No, neither are correct - firstly, the verb we use is tupakoida, so that rules the second phrase out. Secondly, the polite form of address "lady, госпожа" is "rouva", not _nainen _(женщина).

Fourthly, in Finnish questions are marked in a way different from Russian. I imagine a Russian would say "Госпожа, вы курите?", which uses prosody (intonation patterns) to encode the function of questioning. In Finnish, you use morphology instead of prosody: the -ko/kö clitic (corresponding to Russian ли) is added to the word being questioned (in this case the verb). Also, the order of words is different: the word being questioned is moved to the beginning of the sentence.
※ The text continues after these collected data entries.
PR #403, opened 2021-04-01
HyperspaceOneRule prototype

sezruby:

 - **Tracking Issue**: 
 - **Parent Issue**: 
 - **Dependencies**: 
 
TBD

HyperspaceOneRule prototype for quick design review
Will be delivered by other PRs.

Yes query plan may change

Perf: confirmed there's no noticeable regression in TPCH bench - 1TB 100k chunk dataset

### DIFF
--- a/src/main/scala/com/microsoft/hyperspace/Hyperspace.scala
+++ b/src/main/scala/com/microsoft/hyperspace/Hyperspace.scala
@@ -40,7 +40,9 @@ class Hyperspace(spark: SparkSession) {
    * @param indexConfig the configuration of index to be created.
    */
   def createIndex(df: DataFrame, indexConfig: IndexConfig): Unit = {
-    indexManager.create(df, indexConfig)
+    withHyperspaceDisabled(spark) {
+      indexManager.create(df, indexConfig)
+    }
   }
 
   /**
@@ -49,7 +51,9 @@ class Hyperspace(spark: SparkSession) {
    * @param indexName the name of index to delete.
    */
   def deleteIndex(indexName: String): Unit = {
-    indexManager.delete(indexName)
+    withHyperspaceDisabled(spark) {
+      indexManager.delete(indexName)
+    }
   }
 
   /**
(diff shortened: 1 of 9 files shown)


sezruby:
@imback82 This is a working version of prototype for both Filter & Join. If you don't have any significant concern on this pr, I'll create small PRs based on this PR. Thanks!

src/main/scala/com/microsoft/hyperspace/Hyperspace.scala
```diff
@@ -40,7 +40,9 @@ class Hyperspace(spark: SparkSession) {
    * @param indexConfig the configuration of index to be created.
    */
   def createIndex(df: DataFrame, indexConfig: IndexConfig): Unit = {
-    indexManager.create(df, indexConfig)
+    withHyperspaceDisabled(spark) {
```
sezruby, line 43: NOTE: enabled hyperspace during the index creation can be a problem because of the following code in HyperspaceOneRule
```scala
 val indexManager = Hyperspace
      .getContext(spark)
      .indexCollectionManager
```

andrei-ionescu: Sorry, but I still don't understand. 

1. Shouldn't `indexManager.getIndexes` return the same answer in all cases?
2. How does the index creation work if the context is not set through `getContext`? Where will that new index be created, in which location?

sezruby: Ok.. I've analyzed the exact cause. `getIndexes` in HyperspaceOneRule causes caching indexes while createIndex.
So cached `indexes` doesn't have the newly created one. 
```
override def create(df: DataFrame, indexConfig: IndexConfig): Unit = {
    clearCache()
    super.create(df, indexConfig)
    clearCache() // this can be another solution
  }
```

But I think it's also good to disable Hyperspace during creating or refreshing indexes, to avoid any unintended plan change.

sezruby:
This is merged to master via other PRs. Please refer #405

So what I would ask is: "Rouva, tupakoitteko te?", which is pretty much the same structurally as "Госпожа, курите ли вы"?

edit: so yes the same morphology is available in Russian too, only in Finnish the first option (prosody only) is not available


----------



## Russianer

Kiitos!
Thank you!
Cпасибо! ))


----------